Ağrıları azaltmak için yürüyün
Ramazanda oruç ibadetini yerine getirirken sağlığınıza zarar vermemek için neler yapmalısınız?
Medicana Konya Hastanesi Fizik Tedavi ve Rehabilitasyon Uzm. Dr. Gamze Yılmaz Yanartaş, oruç tutanlara şu tavsiyelerde bulunuyor:
Kronik Hastalığı Olanlar
Uzun süren susuzluk, sıvı dengesinde ve vücut sıvılarında bulunan elektrolitlerde bir takım değişikler yapar. Bu değişiklikler kronik hastalıkları olup, çoklu ilaç tedavileri alan hastaları ve yaşlıları daha fazla etkilemektedir. İçilen ilaçların çoğunun vücuttan atılımı böbrekler yoluyla ve suyla birlikte olmaktadır. Bu yüzden, yeterli sıvı alımı oldukça önemlidir. Mide ülseri, gastrit, reflü hastalığı, kardiyak hastalığı olanlar, düzenli ve çoklu ilaç kullanımı olan hastalar, diyabet ve yüksek tansiyon hastalığı olanlar oruç tutmadan önce hekimleriyle görüşüp, öneri almalıdırlar. Ramazan ayında beslenmeye diğer zamanlardan daha çok dikkat etmek gerekir. Unutulmamalıdır ki vücudumuzun temel yapıtaşı olan su ve elektrolit dengesinin bozulması tüm vücut işleyişini ve dolayısıyla eklemleri de etkileyecektir.
Yüksek Sıvı Kaybı Baş Ağrısına Yol Açabilir
Aç kalmak, öğün atlamak veya oruç tutmak birçok hastada migren krizine yol açar. Oruç tutarken baş ağrısı şikâyetinin en önemli nedeni sağlıklı beslenme kurallarına aykırı olarak yüksek hava sıcaklığı ve ter yolu ile kaybedilen yüksek sıvı miktarına rağmen su içilmemesidir.
Ağır ve Yağlı Yiyeceklerle Mideye Yüklenmeyin
Oruç tutmanın vücut için yararlı etkilerini herkes bilmektedir, ancak mide ve bağırsaklar açısından bu sürecin bazı zorluklar yaratabileceğini de unutmamak gerekir. Özellikle ramazan ayında boş kalan mideye iftar ve sahur vakitlerinde yüklenmenin ciddi mide ve sindirim sistemi rahatsızlıklarına yol açabileceğini bilmemiz gerekir. Bu yüzden iftar ve sahur vakitlerinde ağır, yağlı yiyecekleri tüketmekten kaçınmalıyız.

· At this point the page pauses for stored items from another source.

PR #2333, opened 2018-02-13
Fix #2326 - Move Twitter and Facebook feed under one fragment.

### LINKED ISSUE #2326: Move both Twitter and Facebook feed under one fragment
**Actual Behaviour**

Currently, there are two separate items in the drawer for twitter and facebook.

**Expected Behaviour**

I propose to move both the fragments under a common "Live Feed" fragment using a `View Pager`.

Yes

@iamareebjamal @srv-twry Please see if this is a good change and is it required atm?

mayank8318:
Fixes #2326 
Changes: Made a new fragment with a view pager and tab layout which shows the two feed fragments.
Also refactored feedFragment to FacebookFeedFragment.

Screenshots of the change: 
image

### DIFF
--- a/android/app/src/main/java/org/fossasia/openevent/core/feed/FeedFragment.java
+++ b/android/app/src/main/java/org/fossasia/openevent/core/feed/FeedFragment.java
@@ -1,0 +1,64 @@
+package org.fossasia.openevent.core.feed;
+
+import android.os.Bundle;
+import android.support.annotation.NonNull;
+import android.support.annotation.Nullable;
+import android.support.design.widget.TabLayout;
+import android.support.v4.view.ViewPager;
+import android.view.LayoutInflater;
+import android.view.View;
+import android.view.ViewGroup;
+
+import org.fossasia.openevent.R;
+import org.fossasia.openevent.common.ui.base.BaseFragment;
+import org.fossasia.openevent.common.ui.image.OnImageZoomListener;
+import org.fossasia.openevent.core.feed.facebook.FacebookFeedFragment;
+import org.fossasia.openevent.core.feed.twitter.TwitterFeedFragment;
+
+import butterknife.BindView;
+
+public class FeedFragment extends BaseFragment {
+
+    @BindView(R.id.viewpager)
+    protected ViewPager viewPager;
+    @BindView(R.id.tabLayout)
+    protected TabLayout feedTabLayout;
+
+    private OpenCommentsDialogListener openCommentsDialogListener;
+    private OnImageZoomListener onImageZoomListener;
+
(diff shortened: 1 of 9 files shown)


android/app/src/main/java/org/fossasia/openevent/core/feed/FeedFragment.java
```diff
@@ -0,0 +1,64 @@
...
+        feedTabLayout.setupWithViewPager(viewPager);
+
+        return view;
+    }
+
+    private void setUpViewPager(ViewPager viewPager) {
+        FeedViewPagerAdapter feedViewPagerAdapter = new FeedViewPagerAdapter(getChildFragmentManager());
+        feedViewPagerAdapter.addFragment(FacebookFeedFragment.getInstance(openCommentsDialogListener, onImageZoomListener), "FACEBOOK");
+        feedViewPagerAdapter.addFragment(TwitterFeedFragment.getInstance(onImageZoomListener), "TWITTER");
+        feedViewPagerAdapter.notifyDataSetChanged();
```
iamareebjamal: Use strings.xml and don't capitalize by default, it is handled automatically by Andriod Tab Layout

iamareebjamal (changes requested):

mayank8318:

android/app/src/main/java/org/fossasia/openevent/core/feed/FeedFragment.java
```diff
@@ -0,0 +1,64 @@
...
+import butterknife.BindView;
+
+public class FeedFragment extends BaseFragment {
+
+    @BindView(R.id.viewpager)
+    protected ViewPager viewPager;
+    @BindView(R.id.tabLayout)
+    protected TabLayout feedTabLayout;
+
+    private FacebookFeedAdapter.OpenCommentsDialogListener openCommentsDialogListener;
```
iamareebjamal: If it is general, why is it inside FacebookFeedAdapter

iamareebjamal (changes requested):

android/app/src/main/java/org/fossasia/openevent/core/feed/FeedFragment.java
mayank8318: @iamareebjamal 
Presently only Facebook comments are shown. Twitter feed doesn't support comments as of now.
Should I move it to a general location and make an issue for adding comments to twitter feed?

iamareebjamal: If it is used in FeedFragment, it should be in general package, let's not show twitter comments but just move it to general package

mayank8318:
Changes: Move openCommentsDialogListener to an independent interface.

iamareebjamal (approved):
Good job

PR #509, opened 2021-04-23
hotspot detail app level caching

### LINKED ISSUE #490: App Level caching
cache data when users tap between tabs to further ease burden on API.

tyler-whitman:
closes #490 

With this change we cache the hotspot detail data for 5 minutes.

### DIFF
--- a/src/store/hotspotDetails/hotspotDetailsSlice.ts
+++ b/src/store/hotspotDetails/hotspotDetailsSlice.ts
@@ -114,7 +114,7 @@ export const fetchHotspotData = createAsyncThunk<HotspotData, string>(
   async (address: string, { getState }) => {
     const currentState = (getState() as {
       hotspotDetails: {
-        hotspotData: Record<string, HotspotDetailCache>
+        hotspotData: HotspotIndexed<HotspotDetailCache>
       }
     }).hotspotDetails
     const hotspotData = currentState.hotspotData[address] || {}
@@ -140,7 +140,7 @@ export const fetchHotspotChartData = createAsyncThunk<
   async (params: FetchDetailsParams, { getState }) => {
     const currentState = (getState() as {
       hotspotDetails: {
-        chartData: Record<string, Record<number, HotspotChartCache>>
+        chartData: HotspotIndexed<HotspotChartRecord>
       }
     }).hotspotDetails
     const chartData = currentState.chartData[params.address] || {}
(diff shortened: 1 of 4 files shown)


matthewcarlreetz (approved):

src/utils/cacheUtils.ts
```diff
@@ -0,0 +1,36 @@
+export type CacheRecord<T> = T & {
+  lastFetchedTimestamp: number
+  loading: boolean
+}
+
+const getCacheRecord = <T>(item: T) => {
```
allenan, line 6: i'm a little confused about this function. based on the naming i was expecting it to do the actual "getting" from the cache, but it looks like it just formats something as a `CacheRecord` and the lookup is done elsewhere?

src/store/hotspotDetails/hotspotDetailsSlice.ts
```diff
@@ -102,9 +109,22 @@ export const fetchHotspotChallengeSums = async (
...
+export const fetchHotspotDetails = createAsyncThunk<
+  HotspotDetailsObj,
+  FetchDetailsParams
+>(
   'hotspotDetails/fetchHotspotDetails',
-  async (params: FetchDetailsParams) => {
+  async (params: FetchDetailsParams, { getState }) => {
+    const currentState = (getState() as {
+      hotspotDetails: {
+        details: Record<string, Record<number, HotspotDetails>>
```
allenan, line 120: is this type here: `Record<string, Record<number, HotspotDetails>>` a cache record? is it the same as `CacheRecord<HotspotDetails>`? seems like it could be a more generic/reusable type

src/utils/cacheUtils.ts
tyler-whitman: Yeah it just does conversion and verifies the data is of the correct type. Maybe we can call it `convertToCacheRecord()`?

src/store/hotspotDetails/hotspotDetailsSlice.ts
tyler-whitman: No, the `CacheRecord` only adds loading and a lastFetchedTimestamp to the data. So any object can become a cache record and get those extra properties to manage its caching lifecycle. Maybe its more clear now that I did the refactoring?

src/utils/cacheUtils.ts
allenan: or like `makeCacheRecord` or `toCacheRecord`? `get` just comes with some overloaded assumptions

tyler-whitman: Yeah, what about `asCacheRecord` since its mostly typing

PR #513, opened 2021-04-26
Use pressable to fix HotspotListItem pressed background color.

matthewcarlreetz:


src/components/HotspotListItem.tsx
```diff
@@ -70,79 +70,82 @@ const HotspotListItem = ({
...
-              <Text
-                variant="body2Medium"
-                color="offblack"
-                paddingStart="s"
-                ellipsizeMode="tail"
-                numberOfLines={2}
-                maxWidth={210}
-              >
-                {animalName(hotspot.address)}
+      <Pressable onPress={handlePress}>
```
tyler-whitman, line 73: Can't we just use a TouchableHighlight?

matthewcarlreetz: We definitely could, but according to the docs `Pressable` is the way of the future, so wanted to try it out.

TouchableHighlight · React Native 2021-04-26 at 12 32 34 PM

tyler-whitman: Ok haha sounds good

tyler-whitman (approved):

PR #516, opened 2021-04-27
show loading indicator for initial notification fetch

### LINKED ISSUE #515: Notifications Loading Indicator
The notifications screen has been changed to query on open or when landing on the screen, so it can take a few seconds before everything renders and appears.

Add a loading indicator to show that things are happening.

tyler-whitman:
closes #515

### DIFF
--- a/src/features/notifications/NotificationsScreen.tsx
+++ b/src/features/notifications/NotificationsScreen.tsx
@@ -1,5 +1,6 @@
 import React, { useCallback } from 'react'
 import { useSelector } from 'react-redux'
+import { ActivityIndicator } from 'react-native'
 import SafeAreaBox from '../../components/SafeAreaBox'
 import { RootState } from '../../store/rootReducer'
 import { useAppDispatch } from '../../store/store'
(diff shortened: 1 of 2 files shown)


src/features/notifications/NotificationsScreen.tsx
```diff
@@ -44,7 +44,9 @@ const NotificationsScreen = () => {
           refreshing={markNotificationStatus === 'pending'}
         />
       )}
-      {notifications.length === 0 && <EmptyNotifications />}
+      {notifications.length === 0 && markNotificationStatus !== 'pending' && (
```
matthewcarlreetz, line 47: This will keep the `EmptyNotifications` view from showing, but won't show an `ActivityIndicator`, right?

matthewcarlreetz (approved):

src/features/notifications/NotificationsScreen.tsx
tyler-whitman: Oh good point need one for the loading above too so it shows refreshing

PR #534, opened 2021-05-04
payment memos

### LINKED ISSUE #461: Display memos in payment_v2
Blockchain team is allowing memos in payment_v2 transactions. https://github.com/helium/blockchain-core/pull/768

To start, we should support and show the `Memo` field in transaction details for send and receive transaction screens.

image

tyler-whitman:
Needs changes from https://github.com/helium/helium-js/pull/167 before it can merge.

Adds payment v2 memos.

The flow will be:

1. User enters up to 8 bytes of text in the payment memo field
2. We encode that text from utf8 to base64 and send it to helium-js. Helium-js encodes the base 64 to a long representation fo the bytes.
3. The API sends us the base64 string and we can decode it back to utf8 to get the plain text.

closes #461


src/features/wallet/root/ActivityDetails/Payment.tsx
```diff
@@ -21,14 +22,23 @@ const Payment = ({ item, address }: Props) => {
...
       {payments.map((p, index) => (
-        <PaymentItem
-          key={p.payee}
-          text={p.payee}
-          isMyAccount={p.payee === address}
-          mode="to"
-          isFirst={false}
-          isLast={index === payments.length - 1}
-        />
+        <Box key={p.payee}>
```
matthewcarlreetz, line 25: Will `payee` always be unique?

src/locales/en.ts
```diff
@@ -515,6 +515,10 @@ export default {
     memo: {
       label: 'Memo',
       placeholder: 'Enter Memo... (optional)',
+      bytes_left: '{{count}} byte left',
+      bytes_left_plural: '{{count}} bytes left',
+      length_error:
+        'Memo is too long. Please edit the memo to 8 bytes or less.',
```
matthewcarlreetz, line 521: Do you think "bytes" is a concept users will understand?

src/utils/fees.ts
```diff
@@ -67,6 +68,7 @@ export const calculatePaymentTxnFee = async (
       {
         payee,
         amount,
+        memo: memo || undefined,
```
matthewcarlreetz, line 71: Can this just be 
```
    payments: [
      {
        payee,
        amount,
        memo,
      },
    ],
```
?

matthewcarlreetz (approved):
Looks good. Just a couple questions for you.

src/locales/en.ts
tyler-whitman: Good question. So it shows the number of bytes you are using as you type. The reason we cant say "8 characters" or something is because emojis or some other language characters are more than 1 byte.

I think with it showing how many bytes you are using as you type you kind of get it even if you don't know what bytes are. Any idea on a way we could make it better?

src/features/wallet/root/ActivityDetails/Payment.tsx
tyler-whitman: I think so, but let me double check you cant have the same payee multiple times.

src/utils/fees.ts
tyler-whitman: Actually it needed to be `encodeMemoString(memo)` good catch haha

src/features/wallet/root/ActivityDetails/Payment.tsx
tyler-whitman: The blockchain doesn't allow it https://github.com/helium/blockchain-core/blob/master/test/blockchain_payment_v2_SUITE.erl#L196-L219

PR #547, opened 2021-05-06
Allow user to retry when onboarding key is null.

matthewcarlreetz:


src/utils/useHotspot.ts
```diff
@@ -32,6 +32,14 @@ import { RootState } from '../store/rootReducer'
 import * as Logger from './logger'
 import useSubmitTxn from '../hooks/useSubmitTxn'
 
+export type HotspotConnectStatus =
```
tyler-whitman, line 35: Nice

src/utils/useHotspot.ts
```diff
@@ -111,14 +119,22 @@ const useHotspot = () => {
...
+
+  const connectAndConfigHotspot = async (
+    hotspotDevice: Device,
+  ): Promise<HotspotConnectStatus> => {
     let connectedDevice = hotspotDevice
     const connected = await hotspotDevice.isConnected()
     if (!connected) {
       const device = await connect(hotspotDevice)
       if (!device) {
-        Logger.error(new Error('Hotspot connect failed: no device'))
```
tyler-whitman, line 120: Can we leave the logs in, just so we can tell when things are going wrong and where for people reporting issues

tyler-whitman (approved):

src/utils/useHotspot.ts
matthewcarlreetz: handleConnectStatus will log

PR #551, opened 2021-05-06
Use phone location when disco mode on unasserted hotspot.

### LINKED ISSUE #540: Allow disco mode for unasserted Hotspots
It'd be great if users can initiate discovery mode on an unasserted Hotspot, as a common use case is identifying ideal hotspot placement before setting a location and using up their free assert.

Without a hotspot location, we won't know what to show on the map. If we assume that the phone's location is where the Hotspot is, we can request location permissions and use the phone as proxy for the Hotspot and continue with disco mode.

User taps Disco Mode on an unasserted Hotspot > Begin Session
Show popup:
"Hotspot Does Not Have A Location"
"To visualize Hotspots that respond, we will use your phone's location as a placeholder for the Hotspot."
"Cancel | Continue"

When they hit Continue, request location permissions if we don't have them. If we have their location permission, continue with DM session and use their phone's location as the central point in the map.

matthewcarlreetz:
closes #540

### DIFF
--- a/src/features/hotspots/settings/discovery/DiscoveryMap.tsx
+++ b/src/features/hotspots/settings/discovery/DiscoveryMap.tsx
@@ -35,7 +35,7 @@ export type MapSelectDetail = {
   address: string
 }
 type Props = BoxProps<Theme> & {
-  hotspotCoords: number[]
+  coords: number[]
   hotspotAddress: string
   responses: DiscoveryResponse[]
   onSelect: ({ lat, lng, name }: MapSelectDetail) => void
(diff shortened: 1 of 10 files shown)


src/features/hotspots/settings/discovery/DiscoveryMap.tsx
```diff
@@ -217,7 +217,7 @@ const DiscoveryMap = ({
         zoomEnabled={false}
         onDidFinishLoadingMap={setupMap}
       >
-        <MapboxGL.Camera ref={cameraRef} />
+        <MapboxGL.Camera ref={cameraRef} zoomLevel={12} />
```
tyler-whitman, line 220: There is also a `defaultSettings` zoomLevel, I think in Map.tsx I needed that to get it to load at the correct zoom level. Maybe this works though if it doesnt change?

tyler-whitman (approved):

PR #555, opened 2021-05-10
Jank Fixes

matthewcarlreetz:
Fix jank when initially loading hotspot list
Fix jank when foregrounding app from activity tab then returning to hotspots


src/features/hotspots/root/HotspotsView.tsx
```diff
@@ -129,6 +129,14 @@ const HotspotsView = ({
     return [1, listHeight.current]
   }, [detailHeaderHeight, listHeight, showDetails])
 
+  const handleMapLoaded = useCallback(() => {
```
matthewcarlreetz, line 132: The map is a beast and causes jankiness - wait for it to load to reveal the list.

ios/Helium.xcodeproj/xcshareddata/xcschemes/Helium.xcscheme
```diff
@@ -41,9 +41,9 @@
       </Testables>
    </TestAction>
    <LaunchAction
-      buildConfiguration = "Debug"
-      selectedDebuggerIdentifier = "Xcode.DebuggerFoundation.Debugger.LLDB"
-      selectedLauncherIdentifier = "Xcode.DebuggerFoundation.Launcher.LLDB"
+      buildConfiguration = "Release"
```
tyler-whitman, line 44: Should we keep this debug?

src/features/hotspots/root/HotspotsView.tsx
```diff
@@ -124,6 +129,17 @@ const HotspotsView = ({
...
   }, [params])
 
+  useMount(() => {
+    if (startOnMap) {
+      setShowMap(true)
+      return
+    }
+
+    setTimeout(() => {
+      setShowMap(true)
```
tyler-whitman, line 139: So the map loads after the sheet now?

tyler-whitman (approved):

ios/Helium.xcodeproj/xcshareddata/xcschemes/Helium.xcscheme
matthewcarlreetz: yeah, committed by mistake

src/features/hotspots/root/HotspotsView.tsx
matthewcarlreetz: yeah, it seems better to me this way. It removes the awkward chop that happens when they load at the same time. Could you try it and see what you think? Probably best to do with a release build.

matthewcarlreetz: ok, sweet.

PR #559, opened 2021-05-11
Fix bug when paying/transfer/burning and isPinRequiredForPayment is true

### LINKED ISSUE #558: Unable to transfer Hotspot if "Require PIN for Payment" is set to ON
Reported in Discord and able to reproduce - 
https://discord.com/channels/404106811252408320/730245373037379647/841693455025438770

Set Require PIN for Payments to On, then go to transfer a Hotspot.

Scan QR code to prepopulate the address
See that "You don't have enough HNT", the Hotspot name is missing in the blue bar, and the address is empty, despite scanning the QR code.

IMG_0938D8D8D277-1

app version 3.1.2

matthewcarlreetz:
closes #558


tyler-whitman (approved):
Working well for me now, there is a little delay for the lock screen to pop up but I think its ok.

PR #589, opened 2021-05-18
Add support for stake activity

matthewcarlreetz:


tyler-whitman (approved):
Looks good, I guess for the open TODOs we will have to wait until staking is out, or is there someone we can confirm with?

Bol Sıvı ve Meyve Tüketilmeli
Ayrıca iftarla sahur arasında bol sıvı, sebze ve meyve tüketilmelidir. Tatlı olarak ise ağır hamur işi tatlıların yerine hafif ve sütlü tatlılar tercih edilmelidir. Özellikle yağlı yemeklerde mide boşalması geciktiği için reflü hastalığı belirtileri de artmaktadır. Yemek yedikten sonra hemen yatmanın reflü hastalığı belirtilerini arttırdığı bilinmektedir ve bu nedenle sahurda da çok fazla ve çeşit yemek yenmemesi gerekmektedir.
İftradan Sonra Yürüyüş
Özellikle orucu açtıktan bir saat kadar sonra kırk dakikalık yürüyüşler yapmamız kalp damar sağlığı için önemli olduğu kadar, kaslarımızı güçlendirerek eklem ağrılarımızı da azaltacaktır. Fakat ramazanda birdenbire ağır egzersiz ve spor yapmamamız gerekir.
Hızlı Yemek Reflü Ataklarını Tetikliyor
Uzun açlık süresince midede bazı salgılarda azalma olmaktadır. Bu durum mide ve bağırsakları dış etkenlere karşı daha duyarlı hale getirir ve hafif bir gastrit, iyileşme yolunda olan bir ülser ya da benzer hastalıklar bu şartlar altında belirginleşmeye başlar. Bu yüzden mide şikayetleri olanların ya da geçirilmiş ülser ve mide kanaması gibi geçmişi olanların oruç tutmaya başlamadan önce, mutlaka hekim önerisini dikkate almaları uygun olacaktır.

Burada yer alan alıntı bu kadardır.